NVIDIA is throwing its hat in the ring when it comes to diffusion models by writing a paper on how diffusion models can be further optimised to generate even better results than what was previously thought to be possible. Their research paper breaks down the components in a diffusion model and identifies processes that can be adjusted to improve the performance of the model.
This paper won an Outstanding Main Track Paper award at the conference due to its ability to enable optimisations of existing models. The methods described in the paper also proved to be highly effective, as they were able to allow models to achieve record scores on various performance metrics.
Generating 3D models from 2D images
Companies are gearing up for the Metaverse, and NVIDIA is no exception. Earlier this year, they released NVIDIA Omniverse, a platform for creating metaverse applications. Now, as a part of its accompanying tech stack, they have created a model that can generate high-fidelity 3D models from 2D images.

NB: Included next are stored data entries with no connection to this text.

PR #3217, opened 2017-09-22
Allow links in the disco add-on descriptions

### LINKED ISSUE #3213: Allows links in the summary for recommended add-ons.
Currently recommended add-ons have links removed by DOMPurify:

add-ons_manager

We need to look to allow links in the sanitization step so they don't get removed from the content entirely.

muffinresearch:
Fixes #3213

### DIFF
--- a/tests/unit/disco/components/TestAddon.js
+++ b/tests/unit/disco/components/TestAddon.js
@@ -1,5 +1,6 @@
-import { shallow } from 'enzyme';
 import React from 'react';
+import { oneLine } from 'common-tags';
+import { shallow } from 'enzyme';
 
 import { AddonBase, mapStateToProps } from 'disco/components/Addon';
 import { setInstallState } from 'core/actions/installations';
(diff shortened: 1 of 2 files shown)


tests/unit/disco/components/TestAddon.js
```diff
@@ -245,6 +246,31 @@ describe(__filename, () => {
       );
     });
 
+    it('purifies an editorial description with a bad link', () => {
```
tofumatt: Thanks for testing this! 👍

tests/unit/disco/components/TestAddon.js
```diff
@@ -245,6 +246,31 @@ describe(__filename, () => {
...
+      const data = {
+        ...result,
+        description: 'This is a <a href="javascript:alert(1)">description</a>',
+      };
+      const root = renderAddon({ addon: data, ...data });
+      expect(root.find('.editorial-description').html()).toContain(
```
kumar303: For future reference, @tofumatt discovered that you can do this which is pretty handy:

```js
const anchor = root.find('.editorial-description').render().find('a');
```

tofumatt: Hah, shoot, that's true, I didn't even think of that. I always think to do it myself but forget when reviewing 😅

Would be nice to do that before merging.

muffinresearch: What's the intermediate render for?  Couldn't you do `root.find('.editorial-description a')`

muffinresearch: I'm going to land this for now but I'm not against doing a separate update to fix the entire file for consistency if we're going to make any changes to how these assertions are done once I understand the rationale a bit better. Presumably the idea would be to move to more object representation based assertions?

kumar303: > Couldn't you do `root.find('.editorial-description a')`

It doesn't work, possibly in relation to this [bug](https://github.com/airbnb/enzyme/issues/419).

> I'm not against doing a separate update to fix the entire file for consistency

I personally don't think it's worth a follow-up. Your assertion works fine and will be easy enough to maintain. There are other situations where an HTML based assertion could be more of a maintenance burden.

Issue #2564, opened 2017-06-13
Implement a desktop "all reviews" page


tofumatt:
Implement the review page for desktop, relates to #2552.

tofumatt:
It turns out there isn't a mock for this in the mocks... maybe it was overlooked?

@pwalm Can you confirm there's no desktop version of "all reviews" (after the list that's on the details page)? No worries if not, the mobile will work okay, just want to confirm I'm not missing it in the mocks.

pwalm:
I am missing it, but it won't be hard to throw together. Kind of a hectic week, can I have it to you by Friday?

tofumatt:
Oh gosh yeah that's fine. No rush at all, this Friday or even the next one is fine.

Matthew Riley MacPherson

tofumatt:
Arg, I thought I updated this issue with the image but I must've not clicked submit. Here's the mock from @pwalm:

![all reviews page - 1366px](https://user-images.githubusercontent.com/90871/28961468-5033ec10-78fa-11e7-9bc9-c56ce106ae8a.png)

kumar303:
Is there an API bug on file to get a tally of ratings grouped by star count? We do not currently have this data: http://addons-server.readthedocs.io/en/latest/topics/api/addons.html#get--api-v3-addons-addon-(int-id|string-slug|string-guid)-

kumar303:
whoops, we already have the grouped rating data in the API: http://addons-server.readthedocs.io/en/latest/topics/api/reviews.html#list-reviews

ValentinaPC:
Verified All Review page in AMO-dev FF56(Win 7) and this is how it looks like now:
![2017-10-27_1227](https://user-images.githubusercontent.com/15685960/32097439-4c4c1136-bb12-11e7-9cf5-dfdfeaddd5cd.png)
- no write a review button
- no average rating stars section
- rating stars from each add-on are gray (logged https://github.com/mozilla/addons-frontend/issues/3661)

@tofumatt : Looks like mocks and actual page are very different. Is there an intend to implement those options? Or this is how it should look like? Thanks a lot!

pwalm:
Should look like this:
<img width="979" alt="screen shot 2017-10-27 at 12 26 43 pm" src="https://user-images.githubusercontent.com/6797635/32099804-207f796c-bb12-11e7-901f-ed863e02cef9.png">

ValentinaPC:
But, it looks like this:
[...]

Issue #2775, opened 2017-07-12
Add an interface/popup for developers to reply to reviews


tofumatt:
Add a page that developers can use to reply to a review.

muffinresearch:
I'm not sure but I don't see any UX for this in the sketch file, but I might have missed it? @pwalm do you have something for this?

pwalm:
There is no ux for this on paper, but I have it in my brain. Lemme mock it up and post it here.

kumar303:
I'm nominating for MVP removal because I think we could do this as a follow-up feature.

jvillalobos:
Being able to reply to reviews can be pretty important for developers. I wouldn't object to dropping the All Reviews page from the MVP, but if we keep it this should also be included.

kumar303:
> I wouldn't object to dropping the All Reviews page from the MVP

Just to be clear, we currently do have a mobile listing of all reviews: https://addons.mozilla.org/en-US/firefox/addon/youtube-high-definition/reviews/ (which is reachable on desktop)

The All Reviews issue we have marked as MVP is to give it a desktop style.

kumar303:
@pwalm I'm going to start with the mobile styles since we can use the same overlay as writing/editing a review

kumar303:
Also @tofumatt added a nice inline textarea UX that might be nice here so that the context of the review you are replying to is fully in view.

kumar303:
The inline textarea (added for abuse reports) appears like this when you click a button. This might work well for review replies but I'm going to look at both that and the overlay and start with whichever is easiest to implement. We can always fix it up later.

<img width="321" alt="screenshot 2017-09-26 09 56 03" src="https://user-images.githubusercontent.com/55398/30867290-29b7d26a-a2a1-11e7-8612-27e1ee06e571.png">

pwalm:
First pass at a flow for this:
1) Developer sees a "Reply to this user" below each review.
<img width="1281" alt="screen shot 2017-09-28 at 2 42 21 pm" src="https://user-images.githubusercontent.com/6797635/30991858-c2e517c0-a45b-11e7-9099-f1ea22c37c81.png">

2) Launches a modal window with a reply field.
3) Dev can preview reply.
4) Dev can then publish.
<img width="1296" alt="screen shot 2017-09-28 at 2 42 57 pm" src="https://user-images.githubusercontent.com/6797635/30991900-f06fbf56-a45b-11e7-89fd-2c7768f83bdc.png">

[...]

PR #3220, opened 2017-09-22
Allow users to edit their reviews

### LINKED ISSUE #3180: There is no obvious way to edit your review

* go to AMO and visit any add-ons details page.
* Write a review

### What happened?

You have no obvious way to edit the review

There should be an edit button for your own review

The review is actually editable but you have to click a star as if you were rating the add-on again (which doesn't make sense). See https://github.com/mozilla/addons-frontend/issues/3075 for original report.

kumar303:
Fixes #3180 

I focused mainly on mobile styles only since we will do desktop styles in https://github.com/mozilla/addons-frontend/issues/2564

Here is the new edit flow. A key difference is that the stars are now editable in the overlay.

edit-review-flow mov

(The blue line at the end is just a glitch in how I converted the movie.)


package.json
```diff
@@ -244,7 +244,7 @@
     "intl": "^1.2.5",
     "intl-locales-supported": "^1.0.0",
     "jest": "^21.0.2",
-    "jest-enzyme": "^3.2.0",
+    "jest-enzyme": "^3.8.3",
```
kumar303: This fixed a bug I was seeing in `expect()`

src/amo/components/AddonReview/index.js
```diff
@@ -179,7 +200,7 @@ export class AddonReviewBase extends React.Component {
           <input
             className="AddonReview-submit"
             type="submit"
-            value={i18n.gettext('Submit review')}
+            value={i18n.gettext('Update review')}
```
kumar303: It's pretty much always an update whenever you're on this screen. You can only see this the first time by selecting a star rating beforehand.

src/amo/components/AddonReviewListItem/index.js
```diff
@@ -0,0 +1,121 @@
...
+
+  onClickToEditReview = (event: SyntheticEvent) => {
+    event.preventDefault();
+    this.setState({ editingReview: true });
+  }
+
+  onEscapeReviewOverlay = () => {
+    // Even though an escaped overlay will be hidden, we still have to
+    // synchronize our show/hide state otherwise we won't be able to
+    // show the overlay after it has been escaped.
```
kumar303: This is a bit lame since we have a chain of callbacks now. I explained the issue in https://github.com/mozilla/addons-frontend/issues/3222 but I think using callbacks is a quicker fix for now.

tests/unit/amo/components/TestAddonReviewList.js
```diff
@@ -1,122 +1,143 @@
...
+    ...customProps
+  } = {}) => {
+    const props = {
+      i18n: getFakeI18nInst(),
+      location: { query: {} },
+      params,
+      store,
+      ...customProps,
+    };
+    return shallowUntilTarget(
```
kumar303: Believe it or not I didn't want to spend time converting this whole suite to shallow rendering. However, since I had to refactor the `reviews` state *and* be sure I didn't break things along the way, it was really helpful to switch to shallow rendering first. It turned out to be a nice validation of this `shallowUntilTarget` pattern because you can see how this component's reliance on mapped state is fully tested now.

src/amo/components/AddonReviewListItem/index.js
```diff
@@ -0,0 +1,121 @@
...
+                onReviewSubmitted={this.onReviewSubmitted}
+                review={review}
+              />
+              : null
+            }
+            <Button
+              onClick={this.onClickToEditReview}
+              className="AddonReviewListItem-edit-button Button--action Button--small"
+            >
+              {i18n.gettext('Edit')}
```
tofumatt: This button could definitely use some more context. I also don't really think it should be a button. I think stylistically looking like a link with a large tap-target would be better. Where there are multiple buttons it might look weird and things like "Report this review" will be link-styled, not button-styled. So I think this should be "Edit my review" and should be an `<a>` tag instead with link styling.

Changing this to a `<a>` tag should be fine, I think the only adjustment you'd need would be a `preventDefault()` for the `onClick`...

src/amo/components/AddonReviewList/index.js
```diff
@@ -55,6 +52,8 @@ export class AddonReviewListBase extends React.Component {
   }
 
   loadDataIfNeeded(nextProps?: AddonReviewListProps) {
+    const lastAddon = this.props.addon;
```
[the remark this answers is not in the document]
kumar303: It only seems necessary to me if you need to destruct multiple variables at once. Otherwise, what's the point?

tests/unit/amo/components/TestAddonReview.js
```diff
@@ -29,37 +35,55 @@ function fakeLocalState(overrides = {}) {
...
-    refreshAddon: () => Promise.resolve(),
-    review: defaultReview,
-    setDenormalizedReview: () => {},
-    updateReviewText: () => Promise.resolve(),
-    ...customProps,
+describe(__filename, () => {
+  let store;
+
+  beforeEach(() => {
+    store = createStore().store;
```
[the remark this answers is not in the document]
kumar303: This component doesn't use `clientApp` or `api` or anything which is why I didn't use it. I suppose I could just so someone doesn't copy/paste it and get confused.

src/amo/components/AddonReview/index.js
kumar303: There's not an easy way. I would have to make the internal state of `RatingManager` more complex and that test suite doesn't test the click-star-then-edit flow in its entirety (due to react-test-utils limitations).

I'll just revert it back to `Submit review` for now since that makes sense in either case.

kumar303:
@tofumatt thanks, it should be ready for another review. I gave the Edit anchor tag `href="#"` because I'm not sure how else to do that. I don't know if it's worth the effort of making a button style that looks like a link.

src/amo/components/AddonReviewList/index.js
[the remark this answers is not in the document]
tofumatt: Fair enough.

src/amo/components/AddonReviewList/index.js
```diff
@@ -204,7 +173,11 @@ export class AddonReviewListBase extends React.Component {
         <CardList>
           <ul>
             {allReviews.map((review, index) => {
-              return this.renderReview({ review, key: String(index) });
+              return (
+                <li className="AddonReviewList-li" key={String(index)}>
```
tofumatt: I'm not sure we use this class anywhere anymore (based on its removal from the stylesheet below) and it's a bit awkwardly named anyway. I'd be fine just removing it if it isn't used anywhere.

src/amo/components/AddonReviewListItem/styles.scss
```diff
@@ -0,0 +1,41 @@
+@import "~amo/css/inc/vars";
+
+.AddonReviewListItem {
+  word-wrap: break-word;
+
+  > h3 {
```
tofumatt: I know these are from a previous patch but if it'd be possible to label this with a `className` and select them directly instead that'd be a bit less fragile. I've liked us not nesting selectors, especially direct selectors like this. I know it's way more verbose but it should help with HTML/CSS refactors.

If not though, it's okay.

kumar303:
I fixed the focus and looked into the other fixes but they weren't straight forward. I think on desktop we can do away with these modals. They were originally designed for mobile so clicking on the sides isn't really an issue (the gutter is pretty small). The modals might still be good UX for mobile screens.

I'll land this and then look at replacing the modal for desktop edits as part of https://github.com/mozilla/addons-frontend/issues/2775

The failing tests will be resolved on master soon by https://github.com/mozilla/addons-frontend/pull/3244

tofumatt:
> I think on desktop we can do away with these modals. They were originally designed for mobile so clicking on the sides isn't really an issue (the gutter is pretty small). The modals might still be good UX for mobile screens.

All sounds good 👍 Thanks!

PR #4239, opened 2018-01-26
fix: Allow HTML entities in collection description

### LINKED ISSUE #4213: Assume HTML for collection descriptions
The API currently has a special case for translated content for collection descriptions. This process will handle any HTML in the descriptions. For descriptions with no HTML this may result in `&` being sent by the API as `&amp;`

To fix this we should use DangerouslySetInnerHTML + DOMPurify on collection descriptions, and we can set the allowed tags to an empty list since they shouldn't actually contain unescaped HTML.

Ideally in the future the code behind API wouldn't need to do this treatment of the content, but for now this is a pragmatic solution that gets us the desirable result with a small change on the frontend.

Example of the problem [1] and the API response [2]:

dynamic_media_downloaders_ _add-ons_for_firefox
 
[1] https://addons.allizom.org/en-US/firefox/collections/mozilla/dynamic-media-downloaders/
[2] https://addons.allizom.org/api/v3/accounts/account/mozilla/collections/dynamic-media-downloaders/

refs: https://github.com/mozilla/addons-server/issues/7368

tofumatt:
Fix #4213 

### Before
screenshot 2018-01-26 17 31 09

### After
screenshot 2018-01-26 17 26 07

### DIFF
--- a/src/amo/components/Collection/index.js
+++ b/src/amo/components/Collection/index.js
@@ -18,7 +18,7 @@ import { withFixedErrorHandler } from 'core/errorHandler';
 import log from 'core/logger';
 import { hasPermission } from 'amo/reducers/users';
 import translate from 'core/i18n/translate';
-import { parsePage } from 'core/utils';
+import { parsePage, sanitizeHTML } from 'core/utils';
 import Card from 'ui/components/Card';
 import LoadingText from 'ui/components/LoadingText';
 import MetadataCard from 'ui/components/MetadataCard';
@@ -142,7 +142,11 @@ export class CollectionBase extends React.Component<Props> {
             {collection ? collection.name : <LoadingText />}
           </h1>
           <p className="Collection-description">
-            {collection ? collection.description : <LoadingText />}
+            {collection ? (
+              <span
+                dangerouslySetInnerHTML={sanitizeHTML(collection.description)}
+              />
+            ) : <LoadingText />}
           </p>
           <MetadataCard
             metadata={[
--- a/tests/unit/amo/components/TestCollection.js
+++ b/tests/unit/amo/components/TestCollection.js
@@ -66,6 +66,22 @@ describe(__filename, () => {
     expect(wrapper.find('.Collection-wrapper')).toHaveLength(1);
   });
 
+  it('allows HTML entities in the Collection description', () => {
+    const { store } = dispatchClientMetadata();
+
+    store.dispatch(loadCurrentCollection({
+      addons: createFakeCollectionAddons(),
+      detail: {
+        ...defaultCollectionDetail,
+        description: 'Apples &amp; carrots',
+      },
+    }));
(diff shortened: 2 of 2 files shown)


src/amo/components/Collection/index.js
```diff
@@ -141,9 +141,12 @@ export class CollectionBase extends React.Component<Props> {
           <h1 className="Collection-title">
             {collection ? collection.name : <LoadingText />}
           </h1>
-          <p className="Collection-description">
-            {collection ? collection.description : <LoadingText />}
-          </p>
+          {collection ? (
+            <p
+              className="Collection-description"
+              dangerouslySetInnerHTML={sanitizeHTML(collection.description)}
```
muffinresearch: My understanding of this field's output is that shouldn't be any unescaped tags in it, so you should be able to tell the sanitizer that no tags are allowed. If you include HTML in the collection description entry, it should appear escaped in the API data already.

tofumatt: `sanitizeHTML()` with only one argument means no tags are allowed, so that's what this is doing 😄

tests/unit/amo/components/TestCollection.js
```diff
@@ -66,6 +66,23 @@ describe(__filename, () => {
     expect(wrapper.find('.Collection-wrapper')).toHaveLength(1);
   });
 
+  it('allows HTML entities in the Collection description', () => {
+    const { store } = dispatchClientMetadata();
+
+    // We need a collection for this test case.
```
kumar303: I know you got this from another test but I don't think it's really helpful. It should be pretty obvious (from the code) that the test needs a collection.

src/amo/components/Collection/index.js
```diff
@@ -141,9 +141,12 @@ export class CollectionBase extends React.Component<Props> {
           <h1 className="Collection-title">
             {collection ? collection.name : <LoadingText />}
           </h1>
-          <p className="Collection-description">
-            {collection ? collection.description : <LoadingText />}
-          </p>
+          {collection ? (
+            <p
```
kumar303: I think it would be nicer if you changed this to `<span dangerouslySetInnerHTML={sanitizeHTML(collection.description)} />`.

That would allow you to keep wrapping it in a common container:

```js
<p className="Collection-description">
  {collection ? <span dangerouslySetInnerHTML={...} /> : <LoadingText />}
</p>
```

tests/unit/amo/components/TestCollection.js
tofumatt: Ah, indeed. Just a bad copypasta. Thanks 👍

src/amo/components/Collection/index.js
tofumatt: Ah, that's a good call. It increases the output of the HTML a bit but it's certainly nicer to write.

Issue #4086, opened 2017-12-18
Unbroken strings are not wrapped for Release Notes


AlexandraMoga:
Steps to reproduce:  

 1. Log into AMO and go to Developer Hub (i.e. https://addons-dev.allizom.org/en-US/developers/)
 2. Click one of your submitted add-ons
 3. In the  Manage Status&Versions section click the Version of your ad-on (such as https://addons-dev.allizom.org/en-US/developers/addon/swarrand/versions/1533356)
 4. Insert a long unbroken text in the Version Notes and Save Changes
 5. Click on View Listing and observe the Release Notes field

Expected result:
Text is wrapped 

Actual result:
Text is not entirely displayed and appears cut

Notes:
Reproduced on both AMO-stage and dev with FF57(Win 10)
Copied from addons-server [#7128](https://github.com/mozilla/addons-server/issues/7128#issuecomment-352232259)
![release notes](https://user-images.githubusercontent.com/33448286/33887271-ebab6552-df51-11e7-97a6-57c78c83886a.png)

ioanarusiczki:
This issue is verified on AMO dev and stage with FF 58 (Win10). 

![release notes](https://user-images.githubusercontent.com/33448286/35671986-aa4bdd1e-0745-11e8-9e67-c3038f02e06d.png)

PR #4248, opened 2018-01-28
I4086: word wrap for show more card contents

tsl143:
Fixes: #4086 

PS: word wrapping on `showmore-card-contents` so that this may not replicate at other places too

Before:
screen shot 2018-01-28 at 8 23 48 pm

After:
screen shot 2018-01-28 at 8 22 23 pm

### DIFF
--- a/src/ui/components/ShowMoreCard/ShowMoreCard.scss
+++ b/src/ui/components/ShowMoreCard/ShowMoreCard.scss
@@ -17,6 +17,7 @@
   max-height: 150px;
   overflow: hidden;
   position: relative;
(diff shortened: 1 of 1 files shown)


muffinresearch:
> That's good but we should add a CSS attribute that adds a hyphen when breaking words apart. I forget what it is but I think that exists... so it's clear a word is being broken apart.

@tofumatt Could we file a new issue for that assuming that is possible to save blocking on landing this? We don't currently do that anywhere else that we break long strings.

tofumatt:
Fair enough: yes 😄

Issue #4198, opened 2018-01-22
Add a new overlay for editing in context (like for collections)


kumar303:
We need an overlay component for editing or creating something in the context of something else. For example, you may need to create a collection from the collection listing screen. We have an existing overlay component but it has a lot of problems. See https://github.com/mozilla/addons-frontend/issues/3636

**For QA**: The actual overlay won't be testable until https://github.com/mozilla/addons-frontend/issues/4198 . For this issue, please check for style regressions on any page with forms (review entry, review replies, search box, etc).

Here is what we need in a new overlay component:

- Click the X to close it
- Click outside of it it close it
- Specify a header
- Specify the bottom row of buttons and their functionality
- Specify the content

Example:
<img width="685" alt="screenshot 2018-01-22 11 21 04" src="https://user-images.githubusercontent.com/55398/35235937-40795a88-ff6b-11e7-8a86-db80c4d7281f.png">

muffinresearch:
@kumar303 do we have details of how these would work on mobile - does the modal just essentially fill the screen?

kumar303:
@pwalm how should this work on mobile?

pwalm:
Great question. I'll have to design breakpoints for this UI, but that's something that needs to happen on quite a few screens (2018!!), so I'll do some work on that.

Short answer: that same, but thinner.

kumar303:
Mobile styles will be added in https://github.com/mozilla/addons-frontend/issues/4258

ioanarusiczki:
I verified this issue on AMO dev using FF58 (Win 10 and Android 8.0.0) Developer Response form changed the display for the Cancel button and Report this add-on for abuse form changed the display for Send abuse report button. They respond to click and look ok. 

The only inconsistency is in Write a review form ->  font size for Placeholder text changed on AMO dev it looks larger than on AMO stage and AMO prod.

![font size on dev](https://user-images.githubusercontent.com/33448286/35808942-34a97c44-0a90-11e8-9143-2bf183e5f1e9.png)
![font size on stage](https://user-images.githubusercontent.com/33448286/35808973-3ab38788-0a90-11e8-9ec6-8a57576462cc.png)

kumar303:
@ioanarusiczki Yes, this text change is fine. Thank you for verifying.

pwalm:
INLINE REVIEWS:
[...]

PR #4257, opened 2018-01-30
Form overlay for editing in context (like for Collections)

kumar303:
Fixes https://github.com/mozilla/addons-frontend/issues/4198

This adds a new overlay that will be used for editing collections (https://github.com/mozilla/addons-frontend/issues/4002).

I am testing it with this patch. After applying it, visit any collection detail page to see an overlay.

```diff
diff --git a/src/amo/components/Collection/index.js b/src/amo/components/Collection/index.js
index 9e09e030c..d3c7900a8 100644
--- a/src/amo/components/Collection/index.js
+++ b/src/amo/components/Collection/index.js
@@ -20,6 +20,7 @@ import { hasPermission } from 'amo/reducers/users';
 import translate from 'core/i18n/translate';
 import { parsePage } from 'core/utils';
 import Card from 'ui/components/Card';
+import FormOverlay from 'ui/components/FormOverlay';
 import LoadingText from 'ui/components/LoadingText';
 import MetadataCard from 'ui/components/MetadataCard';
 import type {
@@ -169,6 +170,19 @@ export class CollectionBase extends React.Component<Props> {
               </Link>
             </p>
           )}
+          <FormOverlay
+            title={i18n.gettext('Edit collection')}
+            id={`collection-${collection ? collection.slug : ''}`}
+          >
+            <label htmlFor="collection_description">
+              {i18n.gettext('Collection name')}
+            </label>
+            <input
+              id="collection_description"
+              type="text"
+              placeholder={i18n.gettext('Description text?')}
+            />
+          </FormOverlay>
         </Card>
         <div className="Collection-items">
           <AddonsCard

```

Notes:
* I have not implemented mobile styles yet because we don't have mocks. In any case I'll do that in https://github.com/mozilla/addons-frontend/issues/4258
* The form styles will probably need more work but I'll do that in https://github.com/mozilla/addons-frontend/issues/4002

screenshot 2018-01-30 09 35 03
screenshot 2018-01-30 09 37 04


src/ui/components/FormOverlay/index.js
```diff
@@ -0,0 +1,157 @@
+/* @flow */
+/* eslint-disable react/sort-comp */
+import makeClassName from 'classnames';
+import * as React from 'react';
```
tofumatt: This reminded me to file: #4263

src/ui/components/FormOverlay/index.js
```diff
@@ -0,0 +1,157 @@
...
+|};
+
+export class FormOverlayBase extends React.Component<Props> {
+  static defaultProps = {
+    isOpen: true,
+  };
+
+  closeOverlay(event: SyntheticEvent<any>) {
+    const { id, dispatch } = this.props;
+    event.preventDefault();
```
tofumatt: Usually we just need `preventDefault()`. Is there a reason both are needed here? I believe it, but just would be cool to know why 😄

src/ui/components/FormOverlay/styles.scss
```diff
@@ -0,0 +1,62 @@
...
+.FormOverlay-overlay {
+  background-color: $white;
+  border-radius: $border-radius-s;
+  display: block;
+  margin: 12px;
+  min-width: 55%;
+  padding: 24px;
+}
+
+.FormOverlay-closer {
```
tofumatt: Given I'm not sure "closer" is a real noun this read awkwardly to me and I needed to do a double-take. `closeAction`, `closeButton`, etc. might be a bit more descriptive.

src/ui/components/FormOverlay/styles.scss
```diff
@@ -0,0 +1,62 @@
...
+
+.FormOverlay-form-buttons {
+  display: grid;
+  grid-gap: 16px;
+  grid-template-columns: min-content min-content;
+  justify-content: end;
+  margin: 36px 0 0;
+}
+
+.FormOverlay-x-closer {
```
tofumatt: Something like `closeButton-content` would be more descriptive and less directly-related to the content here; this class name as well made me stop and think a bit to figure out what it was.

tests/unit/ui/components/TestFormOverlay.js
```diff
@@ -0,0 +1,172 @@
...
+  it('closes on cancel', () => {
+    const id = 'some-id';
+    sinon.spy(store, 'dispatch');
+    const root = render({ id });
+    root.find('.FormOverlay-cancel').simulate('click', createFakeEvent());
+
+    sinon.assert.calledWith(store.dispatch, closeFormOverlay(id));
+  });
+
+  it('calls back on cancel', () => {
```
tofumatt: This might be better written as `'invokes cancel callback on cancel'`.

tests/unit/ui/components/TestFormOverlay.js
```diff
@@ -0,0 +1,172 @@
...
+    sinon.assert.called(onCancel);
+  });
+
+  it('handles an empty cancel callback', () => {
+    const root = render({ onCancel: undefined });
+    // This should not throw an error.
+    root.find('.FormOverlay-cancel').simulate('click', createFakeEvent());
+  });
+
+  it('calls back on submit', () => {
```
tofumatt: Similarly here: `'invokes submit callback on submit'` would read better.

src/ui/components/FormOverlay/index.js
kumar303: Since we have a lot of handlers all over the app for the same events (like clicks), it can be tricky to predict which handlers will fire as a result of event bubbling. As a precaution, I think we should always add `event.stopPropagation()` to stop bubbling until we know we need bubbling. More info: https://developer.mozilla.org/en-US/docs/Web/API/Event/stopPropagation

kumar303:
Whoops, good catch. I fixed the bug where clicking the overlay was closing it. This is ready for another review.

tofumatt:
Looks good now. When I clicked on "Submit" nothing happened but I assume that's because there was no event handler in the example diff. Clicking the X, background, and cancel all closed it so seems to work well.

PR #4277, opened 2018-01-31
chore: Remove bundlesize devDep

### LINKED ISSUE #4275: Remove unused devDep bundlesize
We include bundlesize but aren't currently using it, so we should remove it as a dependency for now.

tofumatt:
Fix #4275.
Close #4273.


tofumatt:
Agreed, I would definitely like to restore it, but for now I figured we'd just keep it tidy and without greenkeeper PR noise.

Dubbed NVIDIA GET3D (Generate Explicit Textured 3D Meshes), the model is trained only on 2D images but has the capability to generate 3D shapes with complex details and a high polygon count. Moreover, it also generates these shapes in the same format used by prominent 3D applications, allowing creative professionals to generate 3D models and immediately begin working on them.
While manually modelling a realistic 3D world is time- and resource-intensive, AI like GET3D can vastly optimise the 3D modelling process and allow artists to focus on what really matters. The model can reportedly create 20 shapes in a second with the computing power of just a single NVIDIA GPU; a huge time save compared to competitors and other offerings on the market.
Correcting other generative text models
Meta’s Galactica recently made the news for “hallucinating responses”, highlighting a key problem with language models—the accuracy of the facts presented in the generated text. To this end, NVIDIA presented another research paper at NeurIPS that aims to increase the accuracy of LLMs.
Their approach is to design a test set of factuality prompts, which is first used to determine the veracity of the information being output by the model. This functions as an automatic benchmark which verifies the accuracy of the text. The paper also proposed a novel training method known as factuality-enhanced training, aimed to reduce the overall rate of factual errors in the generated text.
NVIDIA continues to reinforce its leadership position in the AI and ML world. From creating an AI supercomputer with Microsoft, to developing new hardware optimised for training and inference tasks, to its vast library of software made for AI developers—the company has solidified its position as a cornerstone of AI development. They were ahead of the curve when it came to GANs, and while they fell behind when it came to diffusion models, it seems like they are quickly catching up.
Moreover, their advances towards creating a general AI is also an important part of their strategy. In that sense, MineDojo and the two awards from NeurIPS seem just like the beginning of NVIDIA’s positive future for AI.